Initialization during inference

Question

Initialization during inference

MaxEAB opened this issue 2 years ago · 6 comments

Hi, Is it possible to initialize tracking using a mask and frame (or a sequence of frames) that is saved in advance? This is for single object tracking when the object to be tracked is known in advance.

Answer 1 · 2023-03-22T15:55:02.000Z

Yes. See https://github.com/hkchengrex/XMem/blob/main/docs/INFERENCE.md#on-custom-data

Feel free to comment if you run into problems.

Answer 2 · 2023-03-22T20:36:58.000Z

Hi, Thanks for the reply. I meant a scenario in which the initial reference frame is known/saved in advance, but the tracking will happen live using the saved reference images.

Basically, the user will not actively initiate the process.

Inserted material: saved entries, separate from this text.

PR #388, opened 2025-03-15
ITP-Jan 2025 | London | Chi Mbah | Module-Data-Groups | Week 7 | Sprint 1

Chi-Mb:
## Learners, PR Template

Self checklist

## Changelist

Briefly explain your PR.

## Questions

### DIFF
--- a/Sprint-1/fix/median.js
+++ b/Sprint-1/fix/median.js
@@ -7,18 +7,16 @@ function calculateMedian(list) {
   if (list.length % 2 == 1){
     // odd length array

Answer 3 · 2023-03-23T06:42:15.000Z

I am not sure if I understand. Where do the images to be segmented come from? What do you mean by live?

Answer 4 · 2023-03-23T06:43:28.000Z

If the user is not initiating... who is?

Answer 5 · 2023-03-23T13:49:29.000Z

Suppose we are interested in tracking a specific type of object, say a certain make/model of a car, which is known in advance. And we want the same car to be identified (semantically segmented) by a street camera, without anyone actively initializing the first frame.

Is it possible to save a few reference images and masks beforehand so that the network can in turn use those to initialize the inference, instead of the user choosing one? (This means the network being able to handle rapid change of scene/background between the reference frame and the current frame.)

Answer 6 · 2023-03-23T17:32:12.000Z

I see. Thank you for the explanation.
In that case, I would still treat the input as a "video", except that the first frame is quite different than the second. I would also reset the sensory memory at the second frame due to this difference. For multiple objects, we can save all of them to the working memory (and force them to remain in the working memory at all times). Some inference logic would have to be rewritten.
Whether it would work well depends largely on how different the reference and the query are.